Research Article
Tanja Linde Fris, Mogens Harri
Abstract
Objective: A national screening programme for colorectal cancer was launched in Denmark March 2014. Citizens between the age of 50 and 74 are invited to participate by submitting a fecal sample which is examined by an immunochemical fecal occult blood test (i-FOBT), and those with a positive test are offered a colonoscopy. In this study we report the findings of the first year of screening colonoscopies. Materials and methods: All citizens who had a screening colonoscopy performed at our endoscopy unit during the first 12 months of the screening programme entered the study. Details of the colonoscopies and findings of the procedures were recorded prospectively as well as the results of the related histopathological examinations and analyzed at the end of the study period. The stage of detected cancers were compared with cancers found in symptomatic patients referred in the same period of time, and also the observed key point outcome measures were compared with those estimated before starting the screening programme.
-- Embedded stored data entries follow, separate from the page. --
PR #8698, opened 2023-10-12
chore(storage): add invocation ID to gRPC calls

tritone:
This adds x-goog-gcs-idempotency-token and x-goog-api-client header
keys to all gRPC calls. It also refactors how this is done for
both HTTP and gRPC to take advantage of passing in headers via
the callctx package rather than by mutating requests directly.


frankyn (approved):
Thanks @tritone from my perspective this LGTM, however, I agree with you in that to test this properly we need testbench to verify that all methods are plumbing this correctly [1](https://github.com/googleapis/storage-testbench/issues/486).

storage/invoke_test.go
```diff
@@ -176,27 +176,30 @@ func TestInvoke(t *testing.T) {
...
-			req := &fakeApiaryRequest{header: http.Header{}}
 			var initialClientHeader, initialIdempotencyHeader string
-			call := func() error {
+			var gotClientHeader, gotIdempotencyHeader string
+			call := func(ctx context.Context) error {
 				if counter == 0 {
-					initialClientHeader = req.Header()["X-Goog-Api-Client"][0]
-					initialIdempotencyHeader = req.Header()["X-Goog-Gcs-Idempotency-Token"][0]
+					headers := callctx.HeadersFromContext(ctx)
+					//log.Printf("headers: %+v", headers)
```
BrennaEpp, line 184: Was this accidentally left in?

BrennaEpp (approved):

storage/invoke_test.go
tritone: Yes, good catch, I'll remove.

PR #8718, opened 2023-10-13
chore(auth): add a bunch of missing validation logic

codyoss:
- made the look of validation consistent across packages
- moved refresh token into the options struct for 3lo (this is the flagged breaking change.)


auth/auth.go
```diff
@@ -249,16 +250,34 @@ type Options2LO struct {
...
+func (o *Options2LO) client() *http.Client {
+	if o.Client != nil {
+		return o.Client
 	}
 	return internal.CloneDefaultClient()
 }
 
+func (o *Options2LO) validate() error {
+	if o == nil {
+		return errors.New("auth: options must be provided")
```
quartzmo, line 262: Would it make sense to add "Options2LO" to these error messages? For example: ""auth: Options2LO.Email must be provided", etc?

codyoss: I don't think it is necessary. The only time a user would see these is if you call the New method for 2lo token source directly. I think it is implied what these all relate to for that reason.

auth/detect/internal/impersonate/impersonate.go
```diff
@@ -73,6 +76,16 @@ type Options struct {
 	Client *http.Client
 }
 
+func (o *Options) validate() error {
+	if o.Tp == nil {
+		return errors.New("detect: missing required 'source_credentials' field in credentials")
```
quartzmo, line 81: Should this be labeled "impersonate"? Or even if "detect" is the surface, should we somehow identify the `impersonate.Options` origin of this error?

auth/impersonate/idtoken.go
```diff
@@ -56,6 +57,19 @@ type IDTokenOptions struct {
 	Client *http.Client
 }
 
+func (o *IDTokenOptions) validate() error {
+	if o == nil {
+		return errors.New("impersonate: options must be provided")
```
quartzmo, line 62: Should this be labeled "idtoken"? Or even if "impersonate" is the surface, should we somehow identify the `IDTokenOptions` origin of this error?

auth/threelegged.go
```diff
@@ -66,6 +70,31 @@ type Options3LO struct {
 	AuthHandlerOpts *AuthorizationHandlerOptions
 }
 
+func (o *Options3LO) validate() error {
+	if o == nil {
+		return errors.New("auth: options must be provided")
```
quartzmo, line 75: Would it make sense to add "Options3LO" to these error messages? For example: ""auth: Options3LO. ClientID must be provided", etc?

auth/detect/internal/impersonate/impersonate.go
codyoss: worked in the word impersonated. Should be detect though because that is the public package this error is surfaced through. Either that or we drop the detect, but we have used a similar convention in the past.

auth/impersonate/idtoken.go
codyoss: you only see this from calling NewIDTokenProvider, so it should be implied. The idom is prefix with the package so that is why it is impersonate.

auth/detect/detect.go
```diff
@@ -182,6 +188,19 @@ type Options struct {
 	Client *http.Client
 }
 
+func (o *Options) validate() error {
+	if o == nil {
+		return errors.New("detect: options must be provided")
+	}
+	if len(o.Scopes) > 0 && o.Audience != "" {
+		return errors.New("detect: both scopes or audience were provided")
```
noahdietz, line 196:
```suggestion
		return errors.New("detect: both scopes and audience were provided")
```

noahdietz (approved):

quartzmo (approved):

PR #8721, opened 2023-10-13
feat(storage): support autoclass v2.1

### LINKED ISSUE #8584: storage: add support for Autoclass v2.1
Add support for new AutoclassConfig metadata fields. Full details are available in this [internal doc](http://goto.google.com/ac2-1-sdk-request).

Please wait for approval from myself before merging/releasing so we can [coordinate](http://goto.google.com/gcs-sdk-ac2-1) around release dates.

cojenco:
Fixes #8584


storage/integration_test.go
```diff
@@ -883,22 +883,47 @@ func TestIntegration_Autoclass(t *testing.T) {
...
+			t.Errorf("attr.Autoclass.Enabled = %v, want %v", got, want)
+		}
+		if got, want := attrs.Autoclass.TerminalStorageClass, "ARCHIVE"; got != want {
+			t.Errorf("attr.Autoclass.TerminalStorageClass = %v, want %v", got, want)
+		}
+		latestTscUpdateTime := attrs.Autoclass.TerminalStorageClassUpdateTime
+		if latestTscUpdateTime.IsZero() {
+			t.Error("got a zero time value, want a populated value")
+		}
+		if latestTscUpdateTime.Before(tscUpdateTime) {
```
tritone, line 921: I think we should check that the new update time is after? If they are equal it still seems wrong.

Also, nit, `latestTSCUpdateTime` by go naming conventions.

storage/bucket.go
```diff
@@ -740,6 +740,13 @@ type Autoclass struct {
 	// If Autoclass is enabled when the bucket is created, the ToggleTime
 	// is set to the bucket creation time. This field is read-only.
 	ToggleTime time.Time
+	// TerminalStorageClass: The storage class that objects in the bucket
+	// eventually transition to if they are not read for a certain length of
+	// time. Valid values are NEARLINE and ARCHIVE.
+	TerminalStorageClass string
+	// TerminalStorageClassUpdateTime represents the time of the most recent
+	// update to "terminalStorageClass".
```
tritone, line 748: nit: `TerminalStorageClass` (capitalized).

tritone (commented):
LGTM overall, just some minor stuff

storage/integration_test.go
cojenco: updated, thanks!

tritone (approved):

storage/integration_test.go
```diff
@@ -907,7 +932,7 @@ func TestIntegration_Autoclass(t *testing.T) {
 		if latestToggleTime.IsZero() {
 			t.Error("got a zero time value, want a populated value")
 		}
-		if latestToggleTime.Before(toggleTime) {
+		if !latestToggleTime.After(toggleTime) {
```
BrennaEpp, line 935: Why was this condition check inverted? Isn't it the same thing, or is there some technicality which I am missing?

storage/bucket_test.go
```diff
@@ -65,7 +65,7 @@ func TestBucketAttrsToRawBucket(t *testing.T) {
 		Encryption: &BucketEncryption{DefaultKMSKeyName: "key"},
 		Logging:    &BucketLogging{LogBucket: "lb", LogObjectPrefix: "p"},
 		Website:    &BucketWebsite{MainPageSuffix: "mps", NotFoundPage: "404"},
-		Autoclass:  &Autoclass{Enabled: true},
+		Autoclass:  &Autoclass{Enabled: true, TerminalStorageClass: "NEARLINE"},
```
BrennaEpp, line 68: Are we also checking conversions in which the values for autoclass are not set?

BrennaEpp (approved):
LGTM; just a couple minor questions

storage/integration_test.go
cojenco: They should not equal to each other either, hence the update

storage/bucket_test.go
cojenco: Not that I know of... do we have tests that check conversions for unset properties like autoclass or ubla? The autoclass config works similarly as ubla

BrennaEpp: Not sure; it would be good to add them imo, but it's okay to merge this as-is to unblock

storage/integration_test.go
BrennaEpp: I believe `time.Before` should return false if they are equal to each other; but anyway, I confirmed these 2 lines are the same thing.
Please ignore this as nitpick not really worth discussing.

cojenco: You're right they are the same, so we are catching the case if two toggle times are equal, thank you Brenna!

PR #8755, opened 2023-10-23
feat(bigtable): Add support for reverse scans

brandtnewton:


bigtable/bigtable.go
```diff
@@ -372,13 +440,27 @@ func (r RowRange) String() string {
...
 
 func (r RowRange) proto() *btpb.RowSet {
-	rr := &btpb.RowRange{
-		StartKey: &btpb.RowRange_StartKeyClosed{StartKeyClosed: []byte(r.start)},
+	var rr = btpb.RowRange{}
+
+	// empty strings are NOT considered unbounded for backwards compatibility
+	if r.startBound == unbounded {
+		// leave unbounded
+	} else if r.startBound == closed || r.startBound == undefined {
```
igorbernstein2, line 448: can we normalize these during construction to avoid dealing with ambiguity ?

bigtable/bigtable.go
```diff
@@ -450,8 +555,18 @@ func PrefixRange(prefix string) RowRange {
...
+
+// InfiniteReverseRange returns the RowRange consisting of all keys at least as
+// large as start.
+func InfiniteReverseRange(limit string) RowRange {
+	return RowRange{
+		limit:      limit,
+		startBound: unbounded,
+		endBound:   closed,
 	}
 }
```
igorbernstein2, line 571: can we group all of the constructors together?

igorbernstein2 (changes requested):

bigtable/bigtable.go
```diff
@@ -331,70 +346,206 @@ func (r RowList) retainRowsAfter(lastRowKey string) RowSet {
...
+		start:      start,
+		endBound:   endBound,
+		end:        end,
 	}
 }
 
 // Unbounded tests whether a RowRange is unbounded.
 func (r RowRange) Unbounded() bool {
-	return r.limit == ""
+	return r.startBound == rangeUnbounded || r.endBound == rangeUnbounded
```
brandtnewton, line 417: technically, this is NOT backwards compatible.

bigtable/bigtable.go
```diff
@@ -331,70 +346,248 @@ func (r RowList) retainRowsAfter(lastRowKey string) RowSet {
...
+		return true
+	}
+
+	if r.startBound == rangeOpen || r.endBound == rangeOpen {
+		return r.start < r.end
+	} else if r.startBound == rangeClosed {
+		return r.start <= r.end
+	} else {
+		return true
+	}
```
igorbernstein2, line 590: This pretty hard to reason about and is not immediately clear why this is correct. I would either heavily comment this or make it more explicit. ie

```
// if either end is unbounded, then the range is always valid
if r.Unbounded() {
   return true
}

// If either end is an open interval, then the start must be strictly less than the end
// And since neither end is unbounded, we don't have to check for empty strings
if r.startBound == rangeOpen || r.endBound == rangeOpen {
  return r.start < r.end
}

// At this point both endpoints must be closed, which makes [a,a] a valid interval
return r.start <= r.end
```

bigtable/integration_test.go
```diff
@@ -885,7 +918,7 @@ func TestIntegration_Read(t *testing.T) {
 	}{
 		{
 			desc: "read all, unfiltered",
-			rr:   RowRange{},
```
igorbernstein2, line 888: I'm concerned that this had to change....it implies a breaking change. I think the root of the problem is that rangeUnbounded is not mapped to 0 in your enum

bigtable/internal/testproxy/proxy.go
```diff
@@ -573,6 +573,12 @@ func (s *goTestProxyServer) ReadRows(ctx context.Context, req *pb.ReadRowsReques
 		rs = bigtable.InfiniteRange("")
 	}
 
+	var opts []bigtable.ReadOption
```
igorbernstein2, line 576: Please move the proxy changes to a separate PR

igorbernstein2 (changes requested):

bigtable/bigtable.go
brandtnewton: Agreed. Thanks for the suggestion!

bigtable/bigtable.go
brandtnewton: Previously:
```
rr := NewRange("", "z")
rr.String() // ["", "z")
rr.Unbounded() // false
```
but now:
```
rr := NewRange("", "z")
rr.String() // (∞, "z")
rr.Unbounded() // true
```
Now I realize that String() is also not backwards compatible this way

bigtable/integration_test.go
brandtnewton: True. I think changing the default rangeBound to rangeUnbounded will preserve the behavior of RowRange better - although direct use of the RowRange constructor is discouraged

igorbernstein2 (approved):

bigtable/integration_test.go
igorbernstein2: Agreed, but its almost definitely being used by endusers.

PR #8759, opened 2023-10-23
chore(internal/godocfx): test a specific golden package version

### LINKED ISSUE #8130: figure out what to do with godocfx test
This test fails every time there is a dep bump because it generates off live docs of a client. We should rework the test to be stable or remove it.

Updates: #8129

tbpg:
I also updated another test to be less restrictive with the number of files that get generated.

Fixes #8130.


codyoss (approved):
Thanks!

Issue #8768, opened 2023-10-25
spanner/spansql: add support for ARRAY_FILTER, ARRAY_INCLUDES and ARRAY_TRANSFORM


neglect-yp:
**Is your feature request related to a problem? Please describe.**

Array functions with lambdas as arguments cannot be parsed.

- https://cloud.google.com/spanner/docs/reference/standard-sql/array_functions#array_filter
- https://cloud.google.com/spanner/docs/reference/standard-sql/array_functions#array_includes
- https://cloud.google.com/spanner/docs/reference/standard-sql/array_functions#array_transform

**Describe the solution you'd like**

Add a special function to parse the arguments of these functions.

**Describe alternatives you've considered**

No idea.

**Additional context**

I'll create a PR for this issue.

surbhigarg92:
@rahul2393 Can you please triage this issue

noahdietz:
Tagged as a feature request for rotation triaging. Feel free to change.

PR #8769, opened 2023-10-25
feat(spanner/spansql): add support for ARRAY_FILTER, ARRAY_INCLUDES and ARRAY_TRANSFORM

neglect-yp:
fix: https://github.com/googleapis/google-cloud-go/issues/8768

This PR adds supports for array functions with lambdas as arguments.


codyoss:
@rahul2393 is this a change you would like to accept?

PR #8930, opened 2023-10-27
feat(storage): change gRPC writes to use bi-directional streams

BrennaEpp:
Emulated test is failing as bidi writes are not implemented in the emulator yet, so I added a quick skip for that test.


storage/grpc_client.go
```diff
@@ -1652,38 +1664,43 @@ func (w *gRPCWriter) uploadBuffer(recvd int, start int64, doneReading bool) (*st
...
 		err = w.stream.Send(req)
 		if err == io.EOF {
 			// err was io.EOF. The client-side of a stream only gets an EOF on Send
 			// when the backend closes the stream and wants to return an error
 			// status. Closing the stream receives the status as an error.
-			_, err = w.stream.CloseAndRecv()
+			err = w.stream.CloseSend()
+
+			// Drop the stream reference as a new one will need to be created
+			w.stream = nil
```
noahdietz, line 1677: Are we 100% sure we can drop the stream reference here? If `w.stream.Send` gets an io.EOF, it means the backend wants to send an error. The error status won't come from CloseSend(), I think the client side still needs to `Recv` to get the actual Status (will send a link offline).  I think we need to call Recv or CloseAndRecv if the bidi stream still has it, before Closing.

storage/grpc_client.go
```diff
@@ -1692,31 +1709,63 @@ func (w *gRPCWriter) uploadBuffer(recvd int, start int64, doneReading bool) (*st
...
 		}
 		if err != nil {
-			return nil, 0, false, err
+			return nil, 0, err
 		}
 
-		return resp.GetResource(), offset, finalized, nil
+		// Confirm the persisted data
+		if !lastWriteOfEntireObject {
+			if resp.GetPersistedSize() != writeOffset {
```
tritone, line 1739: We'll need to add some kind of test for this case since it's a tricky one and I don't think the conformance tests would cover it (can be in a separate PR though).

storage/grpc_client.go
```diff
@@ -1692,31 +1709,63 @@ func (w *gRPCWriter) uploadBuffer(recvd int, start int64, doneReading bool) (*st
...
+				// retry
+				writeOffset = resp.GetPersistedSize()
+				sent = int(writeOffset) - int(start)
+				continue
+			}
+		} else {
+			// If the object is done uploading, close the send stream and check for errors.
+			err = w.stream.CloseSend()
+			if err != nil {
```
tritone, line 1748: Is this not also potentially a retry case depending on the error?

storage/grpc_client.go
```diff
@@ -1692,31 +1709,63 @@ func (w *gRPCWriter) uploadBuffer(recvd int, start int64, doneReading bool) (*st
...
+				return nil, 0, err
+			}
+
+			// Stream receives do not block once send is closed, but we may not
+			// receive the response with the object right away; loop until we
+			// receive the object or error out
```
tritone, line 1754: Is it okay to do this without backoff? Wondering if this is a typical pattern.

tritone (commented):
Overall looks pretty good, but I had some questions

storage/grpc_client.go
BrennaEpp: Thanks Noah, you are 100% correct. In this case, it would be a Recv() (the bidi stream does not have CloseAndRecv). Updated the code.

As for testing it out in practice, I agree. I think the best is to do this via the conformance tests, pending testbench implementation.

storage/grpc_client.go
```diff
@@ -1539,7 +1539,7 @@ type gRPCWriter struct {
 	chunkSize  int
 
 	// The gRPC client-stream used for sending buffers.
-	stream storagepb.Storage_WriteObjectClient
+	stream storagepb.Storage_BidiWriteObjectClient
```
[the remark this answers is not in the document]
tritone: Yeah, we can follow up on this with an internal bug as discussed offline.

storage/grpc_client.go
tritone: I see, that is kind of confusing and seems like a strange contract for the method to return an error but never send a non-nil one. Maybe just make a note in a comment about this then?

storage/grpc_client.go
```diff
@@ -1688,6 +1691,9 @@ func (w *gRPCWriter) uploadBuffer(recvd int, start int64, doneReading bool) (*st
 				}
 				sent = int(writeOffset) - int(start)
 
+				// Drop the stream reference as a new one will need to be created.
+				w.stream = nil
```
tritone, line 1695: Shouldn't this happen outside of the `if ShouldRetry()` conditional?

storage/grpc_client.go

Results: Screening colonoscopy was performed in 905 citizens, which was 25% more than expected. There were no perforations, but 0.2% were re-admitted due to bleeding after polypectomy. Cancer was detected in 7.8%, which was a little less than expected, and 51.4% of these were Stage I and only 4.6% Stage IV. This distribution is significantly different from the distribution of stages in cancers diagnosed in symptomatic patients. From 1 to 37 polyps were detected and removed in 53.3% of the citizens. Of these 63.1% had intermediate or high risk polyps, which indicate later follow up colonoscopy, which is almost 50% more than expected. Conclusion: A significantly larger number of patients with low stage cancer and a significantly lower number of patients with high stage cancer was detected by screening colonoscopy compared with cancers found in patients with symptoms of colorectal cancer. Furthermore the screening programme challenges the Endoscopy Unit due to an unexpectedly large number of i-FOBT positive citizens and unexpectedly many with polyps requiring colonoscopic follow up.